§ PROBLEM DESCRIPTION: Write out exactly the lines below that run from the one containing "tearing down clients" through the one containing "dual-layer state model", both included, with no other lines.

Collected data entries:
Issue #3865, opened 2026-02-18
[vMCP] Define Session and SessionFactory interfaces (Phase 1)


yrobla:
Introduce the core interfaces and default implementations for the new session-scoped architecture described in THV-0038. This is purely additive — no changes to existing flows or existing tests.

**New files**:
- `pkg/vmcp/session/session.go` — `Session` interface (domain object: `CallTool`, `ReadResource`, `GetPrompt`, `Tools`, `Resources`, `Prompts`, `BackendSessions`, `Close`)
- `pkg/vmcp/session/factory.go` — `SessionFactory` interface and `defaultSessionFactory`
- `pkg/vmcp/session/default_session.go` — `defaultSession` embedding `transportsession.Session` for metadata, owning backend clients in an internal map, tracking backend session IDs

**Key requirements**:
- Factory initializes clients per backend in parallel (`errgroup`, bounded concurrency configurable via `max_backend_init_concurrency`, default 10, per-session not global)
- Per-backend timeout so a slow backend does not block session creation
- Partial initialization: log warnings for failed backends, continue with successful ones
- Thread safety: `sync.RWMutex` protecting client map; `RLock` released before network I/O; `sync.WaitGroup` in-flight counter so `Close()` waits for in-flight calls before tearing down clients
- `Close()` closes all owned backend clients

### Acceptance Criteria

- [ ] `Session` interface is defined in `pkg/vmcp/session/session.go` with all required methods
- [ ] `SessionFactory` interface and `defaultSessionFactory` are defined and implemented
- [ ] `defaultSession` implements both `transportsession.Session` and the vMCP `Session` interface
- [ ] Backend clients are initialized in parallel with bounded concurrency
- [ ] A slow or failing backend does not prevent the session from being created with the remaining backends
- [ ] All reads from the client map are protected by `RLock` and locks are released before network I/O
- [ ] `Close()` waits for all in-flight operations to complete before closing backend clients
- [ ] No changes to existing code or tests
- [ ] Unit tests cover: `CallTool`, `ReadResource`, `Close`, parallel init with timeouts, partial failure, interface composition

PR #3882, opened 2026-02-18
Add Session and SessionFactory interfaces for vMCP (Phase 1)

yrobla:
Implements issue #3865 and RFC THV-0038 (session-scoped client lifecycle).
  Phase 1 introduces pkg/vmcp/session/, which owns the lifetime of persistent                                                              
  MCP connections to backend servers for the duration of a client session.
                                                                                                                                           
  session.go: Session interface extending transportsession.Session, with the                                                               
  dual-layer state model (serialisable metadata vs. non-serialisable runtime
  state) and sticky-session constraint documented.

  factory.go: SessionFactory and defaultSessionFactory. Backends are
  initialised in parallel (errgroup, capped at 10 concurrent) with partial
  failure tolerance — failed backends are skipped so the session proceeds
  with the remaining healthy ones.

  default_session.go: Thread-safe dispatch using RWMutex + WaitGroup. The
  critical invariant is wg.Add(1) under RLock, which prevents a race between
  in-flight operations and Close() draining the group.

  connector.go: mcpConnectedBackend wrapping a persistent mcp-go client per
  backend, with a layered HTTP transport chain (auth → identity propagation)
  and an MCP Initialize handshake on connect.

  Also extracted ConvertMCPContent, ConvertMCPContents, and
  ConcatenateResourceContents into pkg/vmcp/conversion to eliminate
  duplication between the client and session packages. Two bugs fixed in
  pkg/vmcp/client in the process: io.LimitReader was incorrectly applied to
  SSE (a single long-lived response body, not per-event), and tool input
  schemas were being copied field-by-field rather than via a JSON round-trip,
  silently dropping additionalProperties and future SDK fields.
  
## Large PR Justification

This is a complete PR with isolated functionality an related tests. Cannot be split.
  
  Closes: #3865

### DIFF
--- a/pkg/vmcp/session/default_session.go
+++ b/pkg/vmcp/session/default_session.go
@@ -12,13 +12,14 @@ import (
 
 	transportsession "github.com/stacklok/toolhive/pkg/transport/session"
 	"github.com/stacklok/toolhive/pkg/vmcp"
+	"github.com/stacklok/toolhive/pkg/vmcp/session/internal/backend"
 )
 
-// Compile-time assertions: defaultSession must implement both interfaces.
-var _ Session = (*defaultSession)(nil)
-var _ transportsession.Session = (*defaultSession)(nil)
+// Compile-time assertions: defaultMultiSession must implement both interfaces.
+var _ MultiSession = (*defaultMultiSession)(nil)
+var _ transportsession.Session = (*defaultMultiSession)(nil)
 
-// Sentinel errors returned by defaultSession methods.
+// Sentinel errors returned by defaultMultiSession methods.
 var (
 	// ErrSessionClosed is returned when an operation is attempted on a closed session.
 	ErrSessionClosed = errors.New("session is closed")
@@ -32,52 +33,22 @@ var (
 	// ErrPromptNotFound is returned when the requested prompt is not in the routing table.
 	ErrPromptNotFound = errors.New("prompt not found in session routing table")
 
-	// ErrNoBackendClient is returned when there is no client available for a backend.
+	// ErrNoBackendClient is returned when the routing table references a backend
+	// that has no entry in the connections map. This indicates an internal
+	// invariant violation: under normal operation MakeSession always populates
+	// both maps together, so this error should never be seen at runtime.
 	ErrNoBackendClient = errors.New("no client available for backend")
 )
 
-// connectedBackend abstracts a persistent, initialised MCP connection to a
-// single backend server. It is created once per backend during session creation
-// (MakeSession) and reused for the lifetime of the session.
-//
-// Implementations must be safe for concurrent use.
-type connectedBackend interface {
-	// callTool invokes a named tool on this backend.
-	// target is used for capability name translation via GetBackendCapabilityName.
-	callTool(
-		ctx context.Context,
-		target *vmcp.BackendTarget,
-		toolName string,
-		arguments map[string]any,
-		meta map[string]any,
-	) (*vmcp.ToolCallResult, error)
-
-	// readResource reads a resource from this backend.
-	readResource(ctx context.Context, target *vmcp.BackendTarget, uri string) (*vmcp.ResourceReadResult, error)
-
-	// getPrompt retrieves a prompt from this backend.
-	getPrompt(
-		ctx context.Context,
-		target *vmcp.BackendTarget,
-		name string,
-		arguments map[string]any,
-	) (*vmcp.PromptGetResult, error)
-
-	// sessionID returns the backend-assigned session ID (if any).
-	// Returns "" if the backend did not assign a session ID.
-	sessionID() string
-
-	// close closes the underlying transport connection.
-	close() error
-}
-
-// defaultSession is the production Session implementation.
+// defaultMultiSession is the production MultiSession implementation.
 //
 // # Thread-safety model
 //
-// mu guards connections, routingTable, closed, and the wg.Add call. RLock is
-// held only long enough to retrieve state and atomically increment the in-flight
-// counter (wg.Add); it is released before network I/O begins.
+// mu guards connections, closed, and the wg.Add call. RLock is held only
+// long enough to retrieve state and atomically increment the in-flight counter
+// (wg.Add); it is released before network I/O begins.
+// routingTable, tools, resources, and prompts are written once during
+// MakeSession and are read-only thereafter — they do not require lock protection.
 //
 // wg tracks in-flight operations. Close() sets closed=true under write lock,
 // then waits for wg to reach zero before tearing down backend connections.
@@ -87,13 +58,20 @@ type connectedBackend interface {
 //
 // # Lifecycle
 //
-//  1. Created by defaultSessionFactory.MakeSession (Phase 1: purely additive).
+//  1. Created by defaultMultiSessionFactory.MakeSession (Phase 1: purely additive).
 //  2. CallTool / ReadResource / GetPrompt increment wg, perform I/O, decrement wg.
-//  3. Close() sets closed=true, waits for wg, then closes all backend clients.
-type defaultSession struct {
+//  3. Close() sets closed=true, waits for wg, then closes all backend sessions.
+//
+// # Composite tools
+//
+// Composite tools (VirtualMCPCompositeToolDefinition) are out of scope for
+// Phase 1. When they are introduced they will be resolved at a higher layer
+// (e.g. the vMCP router or handler) and injected alongside the backend tool
+// list, rather than being routed through the backend connections held here.
+type defaultMultiSession struct {
 	transportsession.Session // embedded interface — provides ID, Type, timestamps, etc.
 
-	connections     map[string]connectedBackend // backend workload ID → persistent client
+	connections     map[string]backend.Session // backend workload ID → persistent backend session
 	routingTable    *vmcp.RoutingTable
 	tools           []vmcp.Tool
 	resources       []vmcp.Resource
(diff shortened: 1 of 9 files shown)


pkg/vmcp/session/factory.go
```diff
@@ -0,0 +1,299 @@
...
+// must be closed when the session ends. The returned CapabilityList is used
+// to populate the session's routing table and capability lists.
+//
+// On error the factory treats the failure as a partial failure: a warning is
+// logged and the backend is excluded from the session.
+type BackendConnector func(
+	ctx context.Context,
+	target *vmcp.BackendTarget,
+	identity *auth.Identity,
+) (connectedBackend, *vmcp.CapabilityList, error)
```
jerm-dro: Blocker: This type and its usage is complex:
- `BackendConnector` is public
- `BackendConnector` returns a private `connectedBackend`
- `NewSessionFactory` takes a `BackendConnector`
- `NewHTTPBackendConnector` appears to be the only thing that returns a `BackendConnector` and it's defined in this module.

How can we simplify this?

pkg/vmcp/session/factory.go
```diff
@@ -0,0 +1,299 @@
...
+
+	for _, b := range backends {
+		backend := b // capture loop variable
+		g.Go(func() error {
+			if r := f.initOneBackend(gCtx, backend, identity); r != nil {
+				resultsCh <- *r
+			}
+			return nil // always nil: partial init, failures already logged
+		})
+	}
```
jerm-dro: Suggestion: this can be simplified to avoid using a channel and err group:


```go
results := make([]initResults, len(backends))
var wg sync.WaitGroup
wg.Add(len(backends))

for i := range backends {
   go func () {
    defer wg.Done()
    results[i] = f.initOneBackend(...)
   }()
}

wg.Wait()
```


In other golang projects, I've seen things like this implemented generically and added to a `foreach` package. Adding such a capability to the common repo would be a welcome contribution.

pkg/vmcp/session/default_session_test.go
```diff
@@ -0,0 +1,1075 @@
...
+
+// mockConnectedBackend is an in-process connectedBackend for testing.
+type mockConnectedBackend struct {
+	callToolFunc     func(ctx context.Context, target *vmcp.BackendTarget, toolName string, arguments, meta map[string]any) (*vmcp.ToolCallResult, error)
+	readResourceFunc func(ctx context.Context, target *vmcp.BackendTarget, uri string) (*vmcp.ResourceReadResult, error)
+	getPromptFunc    func(ctx context.Context, target *vmcp.BackendTarget, name string, arguments map[string]any) (*vmcp.PromptGetResult, error)
+	sessID           string
+	closeCalled      atomic.Bool
+	closeErr         error
+}
```
jerm-dro: Suggestion: could you setup a real backend MCP server for tests? 

I think there's existing tests for composite tools that spin up in-process servers for testing. The benefit of writing tests with the a real server is that it would exercise the connector bits, which are complex and an important part of the integration.

pkg/vmcp/session/default_session.go
```diff
@@ -0,0 +1,244 @@
...
+		arguments map[string]any,
+	) (*vmcp.PromptGetResult, error)
+
+	// sessionID returns the backend-assigned session ID (if any).
+	// Returns "" if the backend did not assign a session ID.
+	sessionID() string
+
+	// close closes the underlying transport connection.
+	close() error
+}
```
jerm-dro: Suggestion: this looks exactly the same as the `Session` object minus a few methods, which makes sense. It's also a session! Should we call this thing a session and then `Session` becomes:

```go
// MultiSession contains multiple client connection with their own sessions
type MultiSession interface {
Session
BackendSessions() map[string]string
}
```

This would allow us to delete the `connectedBackend` concept, which makes the package conceptually a lot simpler. A vmcp session is just a session of sessions.

jerm-dro: If you go that direction, I'd recommend moving what is now `connectedBackend` to its own package:
`vmcp/session/internal/session` or something to keep the connection code separate from the routing code.

pkg/vmcp/session/default_session.go
```diff
@@ -0,0 +1,244 @@
...
+// and the live connection for the backend that owns it.
+//
+// On success, wg.Add(1) has been called before the lock is released. The
+// caller MUST call wg.Done() (typically via defer) when the I/O completes.
+// On error, wg.Add was never called.
+func (s *defaultSession) lookupBackend(
+	capName string,
+	table map[string]*vmcp.BackendTarget,
+	notFoundErr error,
+) (*vmcp.BackendTarget, connectedBackend, error) {
```
jerm-dro: Is it really necessary to return the backend just to pass it as an argument to `connectedBackend`? This seems like something that can be baked into the `connectedBackend`.

pkg/vmcp/session/default_session.go
```diff
@@ -0,0 +1,244 @@
...
+	ctx context.Context,
+	toolName string,
+	arguments map[string]any,
+	meta map[string]any,
+) (*vmcp.ToolCallResult, error) {
+	target, conn, err := s.lookupBackend(toolName, s.routingTable.Tools, ErrToolNotFound)
+	if err != nil {
+		return nil, err
+	}
+	defer s.wg.Done()
```
jerm-dro, line 167: nit: as currently factored, it's not clear why the caller needs to call this.

I'd suggest returning a `done` function from `lookupBackend` that should be called when the backend is no longer in use. Under the covers, that calls `s.wg.done()`, but the caller doesn't need to know that.

pkg/vmcp/session/default_session.go
```diff
@@ -0,0 +1,244 @@
...
+//  3. Close() sets closed=true, waits for wg, then closes all backend clients.
+type defaultSession struct {
+	transportsession.Session // embedded interface — provides ID, Type, timestamps, etc.
+
+	connections     map[string]connectedBackend // backend workload ID → persistent client
+	routingTable    *vmcp.RoutingTable
+	tools           []vmcp.Tool
+	resources       []vmcp.Resource
+	prompts         []vmcp.Prompt
+	backendSessions map[string]string // backend workload ID → backend-assigned session ID
```
jerm-dro: How do the composite tools fit into this? Will they be added in a later PR?

pkg/vmcp/session/default_session.go
```diff
@@ -0,0 +1,244 @@
...
+
+	mu     sync.RWMutex
+	wg     sync.WaitGroup
```
jerm-dro, line 82: suggestion: rename `wg` to `inFlightRequests`. It's a bit unusual to see `wg` without seeing `go` routines created, but that's happening way up the stack. In flight requests better describes what the count represents.

pkg/vmcp/session/session.go
```diff
@@ -0,0 +1,95 @@
...
+
+	// GetPrompt retrieves the named prompt from the appropriate backend for
+	// this session.
+	//
+	// arguments contains the prompt input parameters.
+	GetPrompt(
+		ctx context.Context,
+		name string,
+		arguments map[string]any,
+	) (*vmcp.PromptGetResult, error)
```
jerm-dro, line 87: Can we move the `Session` interface definition to some where more common so it can be used in `internal/backend` and embedded here? Perhaps `session/types/`?

The motivation: in the short term, we can avoid repeating ourselves. In the long term, I suspect we can consolidate on one type. IIUC, right now, the interfaces are different because we expose different methods so the session may be serialized. On the [RFC](https://github.com/stacklok/toolhive-rfcs/pull/38#issuecomment-3894452220), I had some ideas behind a more generic `Marshal` interface method.

Regardless, let's avoid repeating ourselves if we can.

pkg/vmcp/session/default_session.go
```diff
@@ -0,0 +1,222 @@
...
+	connections     map[string]backend.Session // backend workload ID → persistent backend session
+	routingTable    *vmcp.RoutingTable
+	tools           []vmcp.Tool
+	resources       []vmcp.Resource
+	prompts         []vmcp.Prompt
+	backendSessions map[string]string // backend workload ID → backend-assigned session ID
+
+	mu     sync.RWMutex
+	wg     sync.WaitGroup
+	closed bool
```
jerm-dro, line 83: Blocker, but can be addressed in subsequent PR: The use of mutexes, wait group, and a closed bool is kind of complex. I like the solution of using the `sync.WaitGroup`, but I think it adds complexity to the `defaultMultiSession` object.

One idea:

factor this out into:
```go
type AdmissionQueue interface {

  // TryAdmit returns true if the request is admitted.
  // If true is returned, the returned func() should be invoked
  // when the request is complete.
  TryAdmit() (bool, func())
  
  // CloseAndDrain immediately causes all subsequent calls to `TryAdmit` to return false.
  // CloseAndDrain blocks until all previously admitted requests are complete.
  // Idempotent - once closed, the queue remains closed.
  CloseAndDrain()
}
```

Your implementation can rely on `sync.WaitGroup` & mutex and bool for closure. That implementation can be thoroughly unit-tested in a way that's decoupled from the `Session` concept.

Then, the `defaultMultiSession` won't have to be complicated by this and doesn't need the mutex to protect admission.

pkg/vmcp/session/internal/backend/mcp_session.go
```diff
@@ -0,0 +1,428 @@
...
+	identity *auth.Identity
+}
+
+func (i *identityRoundTripper) RoundTrip(req *http.Request) (*http.Response, error) {
+	if i.identity != nil {
+		ctx := auth.WithIdentity(req.Context(), i.identity)
+		req = req.Clone(ctx)
+	}
+	return i.base.RoundTrip(req)
+}
```
jerm-dro, line 71: Blocker, but can be addressed in later PR: These round trippers are very important, but it doesn't appear we have tests that validate their implementation.

Can you find a way to test these? The in process server may help here.

jerm-dro (approved):
Approving because I know there are many more PRs to come and don't want to prevent progress, but please address the blockers.

pkg/vmcp/session/internal/backend/mcp_session.go
yrobla: will do in a follow up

§ SOLUTION BELOW:
- Thread safety: `sync.RWMutex` protecting client map; `RLock` released before network I/O; `sync.WaitGroup` in-flight counter so `Close()` waits for in-flight calls before tearing down clients
- `Close()` closes all owned backend clients

### Acceptance Criteria

- [ ] `Session` interface is defined in `pkg/vmcp/session/session.go` with all required methods
- [ ] `SessionFactory` interface and `defaultSessionFactory` are defined and implemented
- [ ] `defaultSession` implements both `transportsession.Session` and the vMCP `Session` interface
- [ ] Backend clients are initialized in parallel with bounded concurrency
- [ ] A slow or failing backend does not prevent the session from being created with the remaining backends
- [ ] All reads from the client map are protected by `RLock` and locks are released before network I/O
- [ ] `Close()` waits for all in-flight operations to complete before closing backend clients
- [ ] No changes to existing code or tests
- [ ] Unit tests cover: `CallTool`, `ReadResource`, `Close`, parallel init with timeouts, partial failure, interface composition

PR #3882, opened 2026-02-18
Add Session and SessionFactory interfaces for vMCP (Phase 1)

yrobla:
Implements issue #3865 and RFC THV-0038 (session-scoped client lifecycle).
  Phase 1 introduces pkg/vmcp/session/, which owns the lifetime of persistent                                                              
  MCP connections to backend servers for the duration of a client session.
                                                                                                                                           
  session.go: Session interface extending transportsession.Session, with the                                                               
  dual-layer state model (serialisable metadata vs. non-serialisable runtime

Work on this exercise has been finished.